Solche erläuternden Hinweise müssen sich dann in einer etwaigen Werbung, jedenfalls aber auf der Verpackung des Produkts befinden und erläutern, wie es zu der „Klimaneutralität“ kommt. Es reicht nicht aus, wenn sich entsprechende Erläuterungen lediglich auf einer in der Werbung oder auf dem Produkt genannten Internetseite befinden. Das OLG weist allerdings am Rande darauf hin, dass es ausreichend sein könnte, auf eine Internetseite, mit einem Hinweis vergleichbar „Näheres unter …“ zu verweisen. In jedem Fall müsse ein Zusammenhang zwischen der Angabe „klimaneutral“ und der angegebenen Internetseite bestehen.
Fazit zur Werbung mit Klimaneutralität
Das OLG Düsseldorf eröffnet einen vernünftigen Weg zur Bewerbung klimaneutraler Produkte: Mit Blick auf die OLG-Rechtsprechung insgesamt wird auch ein rein bilanziell erreichter CO2-Ausgleich zu einer zulässigen „Klimaneutral“-Bewerbung führen. Allerdings sind eben erläuternde Hinweise dazu erforderlich, wie die Klimaneutralität erreicht werden kann.

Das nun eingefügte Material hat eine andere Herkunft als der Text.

PR #483, opened 2026-07-30
fix(installer): report host RAM consistently + achievable memory advice (#417)

shujaatTracebloc:
## What & why
The Windows preflight memory check preferred Docker's WSL2 VM budget over physical RAM, so the **same 15 GB laptop** reported `Memory: 7 GB` with Docker up and `Memory: 15 GB ✓` with it down — flip-flopping across re-runs mid-install — and told a 15 GB machine to *"give Docker >= 16 GB"*, physically impossible advice. Seen on three machines (7/6/15 GB readings; the 16-on-15 hint).

- **`Get-PfMemGb` now returns HOST RAM only** (physical, via CIM) — identical whether Docker is up or down. The container runtime's smaller VM budget is read separately (`Get-PfRuntimeMemGb`) and shown as its own labeled line: `Memory: 15 GB (Docker's current share: 7 GB)`.
- **`Get-PfMemRecommendation`** caps every suggestion at **(host − 2 GB)** — never more than the machine physically has; floors at 1 GB.
- **Step-1 (`Test-Preflight`) and Step-2 (`Test-PreflightRuntimeMem`)** now give one consistent, host-aware message, and Step-2's recommendation is capped too.

## Acceptance (from #417)
- [x] Always two labeled lines: host RAM + Docker's current budget (when a runtime is up)
- [x] Cap every recommendation at (physical − 2 GB); never recommend more than the machine has
- [x] De-duplicate the Step-1/Step-2 warnings into one consistent message
- [x] Same machine, Docker up or down, reports identical host RAM; recommendations always achievable

## Tests
- `Get-PfMemRecommendation`: cap at host−2, returns desired when it fits, floors at 1, the 16-on-15→13 case.
- `Get-PfMemGb` reports host RAM regardless of the Docker budget (Windows CIM-mocked =16; cross-platform decoupling from `Get-PfRuntimeMemGb`).
- `Test-PreflightRuntimeMem` caps its recommendation at host RAM (4 GB on a 6 GB host, never 8).
- Updated the former "Get-PfMemGb prefers docker" test — it asserted the flip-flop bug.

## Local verification
Pester 261/0/9 · check-style pass · drift clean · manifest regenerated · PS parse OK. (No bash changes — bats unaffected.)

Closes #417

---

> [!NOTE]
> **Low Risk**
> Warn-only preflight UX and installer messaging in install-k8s.ps1; no auth, cluster, or data-path changes.
> 
> **Overview**
> Fixes Windows preflight memory reporting where **host RAM flipped** between Docker up/down and advice could exceed physical RAM (e.g. “give Docker 16 GB” on a 15 GB machine).
> 
> **`Get-PfMemGb`** now always returns **physical host RAM** (CIM only); Docker’s VM budget stays on **`Get-PfRuntimeMemGb`**. **`Show-MemoryStatus`** centralizes warn/ok text: the **label** is always host GB (plus optional “Docker’s current share”), while **pass/fail** uses the **effective** memory (Docker budget when known, else host) so a throttled Docker cap is never green-OK on a large host. **`Get-PfMemRecommendation`** caps hints at **host − 2 GB** (min 1 GB); when host RAM is unknown, hints use raw targets instead of capping at the current budget (#483).
> 
> **`Test-Preflight`** and **`Test-PreflightRuntimeMem`** both call **`Show-MemoryStatus`** so Step 1 and post-Docker checks share the same wording. Pester coverage and **`manifest.sha256`** updated for **`install-k8s.ps1`**.
> 
> <sup>Reviewed by [Cursor Bugbot](https://cursor.com/bugbot) for commit dcc5f8ee129560150156810e5caacec495aa5507. Bugbot is set up for automated code reviews on this repo. Configure [here](https://www.cursor.com/dashboard/bugbot).</sup>


scripts/install-k8s.ps1
```diff
@@ -3023,21 +3036,31 @@ function Test-Preflight {
...
+  } else {
+    $budgetNote = if ($null -ne $budget) { " (Docker's current share: $budget GB)" } else { "" }
+    $recTrain   = Get-PfMemRecommendation -DesiredGb $recMemGb  -HostGb $mem
+    if ($mem -lt $minMemGb) {
+      Warn "Memory: $mem GB$budgetNote - below the $minMemGb GB the client needs; it will OOM."
+      Hint "This machine has $mem GB of RAM total; the client needs at least $minMemGb GB. Free up memory or use a larger machine."
+    }
+    elseif ($mem -lt $warnMemGb) {
+      Warn "Memory: $mem GB$budgetNote - enough to run, but training (~8 GB/job) may OOM; more RAM helps to train locally."
+      Hint "To train locally, give Docker up to $recTrain GB (the most this $mem GB host can spare): WSL2 backend - [wsl2] memory=${recTrain}GB in %UserProfile%\.wslconfig + 'wsl --shutdown'; Hyper-V - Docker Desktop -> Settings -> Resources -> Advanced."
```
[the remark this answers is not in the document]
shujaatTracebloc: Fixed in 2ba4437. The 5-7 GB (below-training-threshold) branch no longer tells the host to give Docker `host-2` GB 'to train locally' — that amount can't train (~8 GB/job). It now states the truth: the client runs fine here, but local training needs a bigger machine (~`warnMemGb+2` GB+ total). The unachievable `recTrain` target is gone; capable hosts get the actionable budget guidance from the Step-2 runtime check (which knows Docker's actual budget).

scripts/install-k8s.ps1
```diff
@@ -3118,13 +3141,18 @@ function Test-Preflight {
...
-    Hint "Give Docker >= $warnMemGb GB, then re-install: WSL2 backend - [wsl2] memory=${warnMemGb}GB in %UserProfile%\.wslconfig + 'wsl --shutdown'; Hyper-V backend - Docker Desktop -> Settings -> Resources -> Advanced."
+  if ($budget -lt $warnMemGb) {
+    # Cap the recommendation at what the host can spare (host - 2 GB) so we never
+    # advise more than the machine physically has (#417). Falls back to the raw
+    # target if host RAM can't be read.
+    $host_ = Get-PfMemGb
+    $rec = if ($null -ne $host_) { Get-PfMemRecommendation -DesiredGb $warnMemGb -HostGb $host_ } else { $warnMemGb }
+    $hostNote = if ($null -ne $host_) { " of $host_ GB host RAM" } else { "" }
+    Warn "Docker's memory budget is $budget GB$hostNote - the client may OOM under load; $rec GB recommended."
+    Hint "Raise Docker's memory to $rec GB, then re-install: WSL2 backend - [wsl2] memory=${rec}GB in %UserProfile%\.wslconfig + 'wsl --shutdown'; Hyper-V - Docker Desktop -> Settings -> Resources -> Advanced."
```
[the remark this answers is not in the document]
shujaatTracebloc: Fixed in 2ba4437. Test-PreflightRuntimeMem now only says 'Raise Docker's memory to N' when N is actually greater than the current budget. When the capped recommendation is <= the current budget (the host is already at its achievable cap, e.g. 4 GB on a 6 GB host), it drops the no-op 'raise to 4' and instead names the real fix: use a machine with more RAM. Added a regression test for that case.

scripts/install-k8s.ps1
```diff
@@ -3023,21 +3036,33 @@ function Test-Preflight {
...
+    }
+    elseif ($mem -lt $warnMemGb) {
+      # Runs, but too small for local training: it can't spare a trainable Docker
+      # budget (~8 GB/job + ~2 GB for the OS), so don't dangle a "give Docker N GB
+      # to train" target that this host physically can't meet (#417 Bugbot).
+      Warn "Memory: $mem GB$budgetNote - enough to run the client, but too little for local training (~8 GB/job may OOM)."
+      Hint "The client will run here; for local training use a machine with more RAM (~$($warnMemGb + 2) GB+ total)."
+    }
+    else {
+      Ok "Memory: $mem GB$budgetNote"
```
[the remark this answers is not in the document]
shujaatTracebloc: Fixed in the latest push. Step-1 now warns for hosts below `warnMemGb + 2` (not just `warnMemGb`): sparing an 8 GB Docker budget needs ~2 GB more for the OS (matching the cap in Get-PfMemRecommendation), so an 8-9 GB host can't actually give Docker 8 GB. It's now flagged 'too little for local training' at Step-1 — consistent with Step-2's budget check — instead of a green Ok the runtime check then contradicts. Added a test asserting a 9 GB host is flagged rather than shown Ok.

scripts/tests/install-k8s.Tests.ps1
```diff
@@ -1073,9 +1087,13 @@ Describe "Get-PfFsType" -Skip:(-not $IsWindows) {
...
-  It "Get-PfMemGb prefers docker MemTotal over the host" {
-    Mock docker { '8589934592' }          # 8 GiB, in bytes
-    Get-PfMemGb | Should -Be 8
+  It "Get-PfMemGb no longer follows the Docker VM budget (#417 no flip-flop)" {
+    # The docker reader still sees the VM budget, but the reported memory figure is
+    # host RAM (or $null off-Windows where CIM is unavailable) — never the smaller
+    # budget. Cross-platform: proves the two are decoupled without needing CIM.
+    Mock docker { '8589934592' }          # Docker reports 8 GiB
+    Get-PfRuntimeMemGb | Should -Be 8     # the runtime reader follows docker...
+    Get-PfMemGb        | Should -Not -Be 8 # ...but the reported memory does not
```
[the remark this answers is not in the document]
shujaatTracebloc: Fixed in the latest push. Replaced the flaky `Should -Not -Be 8` (which would fail on a real 8 GB Windows host) with a host-independent assertion that `Get-PfMemGb` never invokes `docker` at all (`Should -Invoke docker -Times 0`) — that's the actual decoupling guarantee. Split out a separate positive test that `Get-PfRuntimeMemGb` still follows the docker budget. The exact host figure remains locked by the Windows-gated CIM-mocked sibling test.

scripts/install-k8s.ps1
```diff
@@ -3023,21 +3036,35 @@ function Test-Preflight {
...
+      # Runs, but too small for local training: to spare a trainable Docker budget
+      # (~warnMemGb for ~8 GB/job) the host also needs ~2 GB for the OS, so the
+      # real floor is warnMemGb + 2 (an 8-9 GB host can't give Docker 8 GB). Warn
+      # here so Step-1 agrees with Step-2 instead of a green Ok the budget check
+      # then contradicts, and don't dangle a target the host can't meet (#417 Bugbot).
+      Warn "Memory: $mem GB$budgetNote - enough to run the client, but too little for local training (~8 GB/job may OOM)."
+      Hint "The client will run here; for local training use a machine with more RAM (~$($warnMemGb + 2) GB+ total)."
+    }
+    else {
+      Ok "Memory: $mem GB$budgetNote"
```
saadqbal: This is the one that worries me. Step-1 now grades the host and demotes the budget to a decorative string, so a throttled Docker budget lands here on the green `Ok`.

I stubbed the CIM/docker primitives and ran Step-1 on both branches (host / docker budget -> memory line):

| host / budget | develop | this PR |
|---|---|---|
| 32 / 2 | `below the 5 GB the client needs; it will OOM` | `Memory: 32 GB (Docker's current share: 2 GB)` |
| 16 / 4 | `below the 5 GB ... it will OOM` | green Ok |
| 15 / 7 | `training (~8 GB/job) may OOM; 16 GB recommended` | green Ok |
| 10 / 5 | `training ... may OOM` | green Ok |

The 15/7 row is the machine from #417 — it used to warn at Step-1 and now gets a tick. 32/2 and 16/4 are budgets under the 5 GB floor reported as all-clear.

The comment at 3056-3060 says the `+2` rung exists so Step-1 agrees with Step-2 "instead of a green Ok the budget check then contradicts", but that only closes the 8-9 GB *host* case. Any host >= 10 GB with a budget < 8 still gets green-at-Step-1 then warned at Step-2 — no host threshold can fix that while Step-1 grades host and Step-2 grades budget.

Suggest grading the *effective* figure when a budget is available (budget when non-null, else host) and keeping host RAM as the context label. That keeps the #417 win — the reported number stops flip-flopping — without dropping the gate.

scripts/install-k8s.ps1
```diff
@@ -3118,13 +3145,24 @@ function Test-Preflight {
...
-  $mem = Get-PfRuntimeMemGb
-  if ($null -eq $mem) { return }
+  $budget = Get-PfRuntimeMemGb
+  if ($null -eq $budget) { return }
   $warnMemGb = if ($env:PF_WARN_MEM_GB) { [int]$env:PF_WARN_MEM_GB } else { 8 }
-  $recMemGb  = if ($env:PF_REC_MEM_GB)  { [int]$env:PF_REC_MEM_GB }  else { 16 }
-  if ($mem -lt $warnMemGb) {
-    Warn "Docker is running with $mem GB - recommended >= $warnMemGb GB ($recMemGb GB to train); the client may OOM under load."
-    Hint "Give Docker >= $warnMemGb GB, then re-install: WSL2 backend - [wsl2] memory=${warnMemGb}GB in %UserProfile%\.wslconfig + 'wsl --shutdown'; Hyper-V backend - Docker Desktop -> Settings -> Resources -> Advanced."
+  if ($budget -lt $warnMemGb) {
```
saadqbal: Related to 3065: this only ever compares the budget to `$warnMemGb`, so the `$minMemGb` "it will OOM" floor no longer applies to the Docker budget anywhere. A 2 GB budget and a 7 GB budget produce identical "may OOM under load" wording, and `PF_MIN_MEM_GB` now has no effect on the budget path on Windows at all.

Also worth noting this function is only reached from `New-K3dCluster` (1590). If anything in the Docker-install/tool-download stretch hits `Err` (which exits), the user never sees any memory guidance — where develop surfaced it at Step-1 before any download.

scripts/install-k8s.ps1
```diff
@@ -2950,13 +2950,26 @@ function Get-PfRuntimeCpu {
   return $null
 }
 
-# Prefer the runtime view, fall back to the host (CIM).
+# Total physical HOST RAM in GB — the consistent memory figure we report, whether
+# or not Docker is up (#417). The container runtime's smaller VM budget is read
+# separately via Get-PfRuntimeMemGb and shown as its own labeled line, so the
+# reported host RAM never flip-flops across re-runs. $null if undeterminable.
```
saadqbal, line 2956: Dropping the fallback outright costs one case worth keeping: when CIM is blocked (locked-down or policy-managed machine) but Docker *is* readable, Step-1 now prints `Memory: couldn't determine total RAM (skipping).` and throws away the budget it successfully read. On develop the same state printed `Memory: 4 GB - below the 5 GB the client needs; it will OOM.` plus the `.wslconfig` recipe. Confirmed on both branches with `Get-CimInstance` stubbed to throw.

A `$null`-host path that still reports the budget (clearly labelled as Docker's share) would keep that.

scripts/install-k8s.ps1
```diff
@@ -3023,21 +3036,35 @@ function Test-Preflight {
...
+  $budget = Get-PfRuntimeMemGb     # Docker VM budget, or $null when the daemon is down
+  if ($null -eq $mem) {
+    Warn "Memory: couldn't determine total RAM (skipping)."
+  } else {
+    $budgetNote = if ($null -ne $budget) { " (Docker's current share: $budget GB)" } else { "" }
+    if ($mem -lt $minMemGb) {
+      Warn "Memory: $mem GB$budgetNote - below the $minMemGb GB the client needs; it will OOM."
+      Hint "This machine has $mem GB of RAM total; the client needs at least $minMemGb GB. Free up memory or use a larger machine."
+    }
+    elseif ($mem -lt ($warnMemGb + 2)) {
```
saadqbal: `$warnMemGb + 2` quietly redefines a shared knob: with the default 8, a 9 GB host warns here but gets a green Ok from `preflight.sh`, which compares against the raw `warn_mib` (:250). Same env var, two meanings depending on OS, recorded nowhere but this inline comment.

Separately, the 2 GB OS reserve is now a bare literal in three places — `$HostGb - 2` at 2967, and `+ 2` here and at 3062. Change it in one spot and Step-1 goes back to green-OK-ing hosts that Step-2 warns about, i.e. exactly the bug this rung was added to fix. A single `$pfOsReserveGb` (or deriving the rung from `Get-PfMemRecommendation`) would make the coupling structural.

scripts/install-k8s.ps1
```diff
@@ -3023,21 +3036,35 @@ function Test-Preflight {
...
+      # Runs, but too small for local training: to spare a trainable Docker budget
+      # (~warnMemGb for ~8 GB/job) the host also needs ~2 GB for the OS, so the
+      # real floor is warnMemGb + 2 (an 8-9 GB host can't give Docker 8 GB). Warn
+      # here so Step-1 agrees with Step-2 instead of a green Ok the budget check
+      # then contradicts, and don't dangle a target the host can't meet (#417 Bugbot).
+      Warn "Memory: $mem GB$budgetNote - enough to run the client, but too little for local training (~8 GB/job may OOM)."
+      Hint "The client will run here; for local training use a machine with more RAM (~$($warnMemGb + 2) GB+ total)."
```
saadqbal: This drops the local-training target from 16 GB to 10. `$recMemGb` / `PF_REC_MEM_GB` (3001) is now assigned and never read anywhere in the file — `grep -c recMemGb` returns 1 — while `preflight.sh` still honours it at :28/243/248/251/252/282. So `PF_REC_MEM_GB=32` steers the advice on macOS/Linux and is a silent no-op on Windows.

And on the substance: someone who acts on "~10 GB+ total" for a ~8 GB/job workload will still OOM. Either re-thread `$recMemGb` through this hint or delete the dead assignment, but 10 GB looks like the wrong number to hand out.

saadqbal (commented):
Good fix for the flip-flop itself — the reported number is stable now and the cap logic is right. But I think Step-1 gave up too much: by grading host RAM only, a throttled Docker budget now gets a green tick where develop warned, including budgets below the 5 GB floor. Details inline at 3065 — I ran the ladder on both branches to confirm rather than eyeball it.

Two parity things I'd rather not lose, not blockers:

- `Get-PfCpu` (2974) still has the exact "prefer runtime, fall back to host" line you deleted from `Get-PfMemGb`, so the CPU row still flip-flops between Docker up and down. Same bug, same machine, and there's no `(Docker's current share: N)` label on that row to soften it.
- `preflight.sh` is untouched, so on macOS/Linux #417 still reproduces as filed: `_pf_total_mem_kb` (:157) prefers the runtime view, and :248 still says "raise to >= 8 GB (16 GB to train)" with no host cap. Closing #417 on the Windows fix alone leaves the reported repro live on the other platforms — worth either porting the policy or narrowing the issue to Windows.

Also worth a note: `check-drift.sh` gates ps1<->sh parity for API hosts and download hosts but nothing for preflight resource policy, which is why "drift clean" passed on a change that split the two installers' memory semantics.

Pester 264/0/9 green locally and the manifest hash matches the new file.

scripts/install-k8s.ps1
shujaatTracebloc: Adopted your suggestion in 2b2cb5a. Show-MemoryStatus now grades the **effective** figure (Docker's budget when non-null, else host) and keeps host RAM as the reported label. Your table now: 32/2 -> 'Memory: 32 GB (Docker's current share: 2 GB) - below the 5 GB the client needs; it will OOM'; 16/4 -> OOM; 15/7 -> 'training may OOM; 13 GB recommended'; 10/5 -> training warn. The reported number stops flip-flopping (host RAM) without dropping the gate. Docker-down at Step-1 still grades host (budget unknowable then), and Step-2 re-runs the same assessment on the budget.

scripts/install-k8s.ps1
shujaatTracebloc: Fixed in 2b2cb5a. Test-PreflightRuntimeMem now calls the shared Show-MemoryStatus, so **both** floors apply to the budget — a 2 GB budget hits the minMemGb 'it will OOM' floor (PF_MIN_MEM_GB honored again), distinct from a 7 GB budget's 'training may OOM'. And because Step-1 now grades the effective figure too, host-level problems still surface at Step-1 before any download; only the budget (unknowable until Docker runs) is deferred to Step-2, which is unavoidable.

scripts/install-k8s.ps1
shujaatTracebloc: Fixed in 2b2cb5a. Show-MemoryStatus has a host-null path: when CIM is blocked but Docker's budget is readable, it reports 'Memory: 4 GB (Docker's share; host RAM unreadable) - below the 5 GB the client needs; it will OOM' with the .wslconfig recipe, instead of 'couldn't determine ... skipping'. Confirmed with the host reader stubbed to $null.

scripts/install-k8s.ps1
shujaatTracebloc: Fixed in 2b2cb5a. The warnMemGb+2 rung is gone entirely — grading the effective figure supersedes it, so PF_WARN_MEM_GB no longer means two things by OS (it's compared the same way as bash's warn_mib). And the OS reserve is now a single `$script:PfOsReserveGb` constant used by Get-PfMemRecommendation, not a bare literal in three places.

scripts/install-k8s.ps1
shujaatTracebloc: Fixed in 2b2cb5a. recMemGb / PF_REC_MEM_GB is read again (in Show-MemoryStatus) and threaded into the training target, capped at host - OS reserve — so a 15 GB host is told '13 GB recommended' (not the impossible 16, and not the wrong 10). PF_REC_MEM_GB=32 now steers it on Windows too. No dead assignment, and no bogus 10 GB number.

scripts/install-k8s.ps1
```diff
@@ -2950,13 +2950,80 @@ function Get-PfRuntimeCpu {
...
+  $capHost  = if ($null -ne $HostGb) { $HostGb } else { $BudgetGb }
+  $recTrain = Get-PfMemRecommendation -DesiredGb $recMemGb -HostGb $capHost
+  # A throttled Docker budget is fixed at the daemon; a small host needs more RAM.
+  $budgetIsBottleneck = ($null -ne $BudgetGb) -and ($null -eq $HostGb -or $BudgetGb -lt $HostGb)
+
+  if ($effective -lt $minMemGb) {
+    Warn "Memory: $label$budgetNote - below the $minMemGb GB the client needs; it will OOM."
+    if ($budgetIsBottleneck) {
+      $recRun = Get-PfMemRecommendation -DesiredGb $warnMemGb -HostGb $capHost
+      Hint "Give Docker at least $minMemGb GB (up to $recRun GB): WSL2 backend - [wsl2] memory=${recRun}GB in %UserProfile%\.wslconfig + 'wsl --shutdown'; Hyper-V - Docker Desktop -> Settings -> Resources -> Advanced."
```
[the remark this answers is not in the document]
shujaatTracebloc: Fixed in the latest push. When host RAM is unreadable there's no ceiling to cap against (the budget is the current throttled value, not the max), so I no longer fall $capHost back to $BudgetGb. The host-unknown path now advises the raw targets — 'Give Docker at least 5 GB (up to 8 GB)' — instead of the backwards 'up to 2 GB'. Added a regression test.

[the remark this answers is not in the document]
shujaatTracebloc: Same fix (latest push): the contradictory 'at least 5 GB (up to 2 GB)' came from capping the recommendation at the throttled budget when host RAM was unknown. Now it only caps at the host when the host is known; otherwise it uses the raw targets, so the min and 'up to' bounds are consistent (5 / 8).

saadqbal (approved):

Mit der nun vorliegenden Rechtsprechung des OLG Düsseldorf verschieben sich die Fragen dabei in die Details der Gestaltung, da man eben nicht die Produkte mit Hinweisen überfrachten muss, sondern verweisen darf – der Verweis an sich aber als eindeutige Erläuterung zu verstehen sein muss. Aus hiesiger Sicht wäre zu empfehlen, zumindest ein Schlagwort immer in Werbung und auf dem Produkt zu verwenden – etwa durch einen „Sternchenhinweis“ (der sich an den etablierten Regeln zur Blickfangwerbung zu orientieren hat), der durch ein Schlagwort wie „durch Kompensationshandlungen“ ergänzt durch „näheres unter WEBSEITE“ vorsieht.